There does not appear to be any worse-than-linear scaling involved as the chain of input devices becomes longer. At least, for the purpose of event latency. Maybe some other programs are poorly equipped to handle a large number of input devices. For example, libinput will probably need to open every single input device even if most of them are grabbed. The epoll syscall can read events from any number of devices in an O(1) amount of time, so an efficient program that uses epoll shouldn't be slowed down by having additional devices that do not actually generate events other than by the one-time cost of opening them all.

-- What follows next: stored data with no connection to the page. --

PR #208, opened 2021-07-03
Log to stdout summary about SfM run

johnwlambert:


gtsfm/utils/io.py
```diff
@@ -101,6 +101,19 @@ def save_json_file(
         json.dump(data, f, indent=4)
 
 
+def read_json_file(fpath: Union[str, Path]) -> Any:
```
ayushbaid, line 104: We need this wrapper for dask?

ayushbaid (commented):
Why do we read jsons from disk instead of data being passed as inputs?

gtsfm/utils/io.py
akshay-krishnan, line 104: I am surprised we dont have this yet .. I feel like I saw it somewhere.

gtsfm/utils/metrics.py
```diff
@@ -215,3 +223,36 @@ def compute_pose_errors(gt_wTi_list: List[Pose3], wTi_list: List[Pose3]) -> Dict
...
+    averaging_metrics_fpath = REPO_ROOT / "result_metrics" / "multiview_optimizer_metrics.json"
+    averaging_metrics = io_utils.read_json_file(averaging_metrics_fpath)
+
+    logger.info("Averaging median_rot_err_deg: %.2f", averaging_metrics["rotation_averaging_angle_deg"]["median_error"])
+    logger.info("Averaging max_rot_err_deg: %.2f", averaging_metrics["rotation_averaging_angle_deg"]["max_error"])
+
+    logger.info(
+        "Averaging median_trans_dist_err: %.2f", averaging_metrics["translation_averaging_distance"]["median_error"]
+    )
+    logger.info("Averaging max_trans_dist_err: %.2f", averaging_metrics["translation_averaging_distance"]["max_error"])
```
akshay-krishnan, line 258: I cant stress enough how hardcoding the metrics names here is so hacky. If we change the metric in a module we have to change all this.

akshay-krishnan:
> Why do we read jsons from disk instead of data being passed as inputs?

That is what I've been advocating for :)

akshay-krishnan:
I dont have strong opinions (though Im not much in favor) with merging this. We can do it if you need it, but I see it as something we'd have to change in the future (i.e adding more work).

johnwlambert:
Thanks for the review @akshay-krishnan @ayushbaid. So currently we dont have a simple way to aggregate info to put in an experiments sheet without something like this. Otherwise we need to manually inspect output in a few different files.

If we want to do the more generic metrics class in the future, I'm all for it. But this is a bit of a stopgap in the meantime.

gtsfm/utils/io.py
johnwlambert: I included it just to avoid writing `with(blah): json.load()` over and over again.

Purely for convenience.

johnwlambert: I thought so too, but I grepped the repo and couldnt find it in `master`.

gtsfm/utils/io.py
```diff
@@ -101,6 +101,19 @@ def save_json_file(
...
+    """Load dictionary from JSON file.
+
+    Args:
+        fpath: Path to JSON file.
+
+    Returns:
+        Deserialized Python dictionary or list.
+    """
+    with open(fpath, "rb") as f:
```
ayushbaid, line 113: should we read/write in plaintext?

gtsfm/utils/metrics.py
ayushbaid: So you think we should just loop over the keys of the dictionary and print them? in other words, should the organization of the metric in the dictionary be structured so that we can print any dictionary?

ayushbaid (approved):

gtsfm/utils/metrics.py
johnwlambert: So some or the key value pairs are very verbose and not informative. I prefer in a future PR we come up with a more long term solution for printing out the summary statistics of interest with a generic metric class

akshay-krishnan (approved):
Yeah, I understand this is a temporary solution.

gtsfm/utils/io.py
johnwlambert: plaintext should be sufficient. i'll update it.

Also, another thing I ran into: there was a limit to how many layers I could use in the above benchmark. Specifically, 776 layers was the maximum my system could handle. I'm not sure why that specific number. It does seem to be possible to create more UInput devices than said arbitrary limit, but those devices do not show up under /dev/input/event*, and as such are practically invisible to the rest of the system.

Based on ls /dev/input, the event device numbers only go up to /dev/input/event1023. I don't know why the maximum amount of layers my system could handle was 776 instead of ~1000.

A maximum of ~1024 event devices is not an unreachable cap, but still one that will in practice probably not be met that often. Maybe the cap is arbitrary and could be raised by the kernel devs if there is a need to, or maybe there are more fundamental reasons for the cap like a limited amount of device node numbers in some POSIX standard.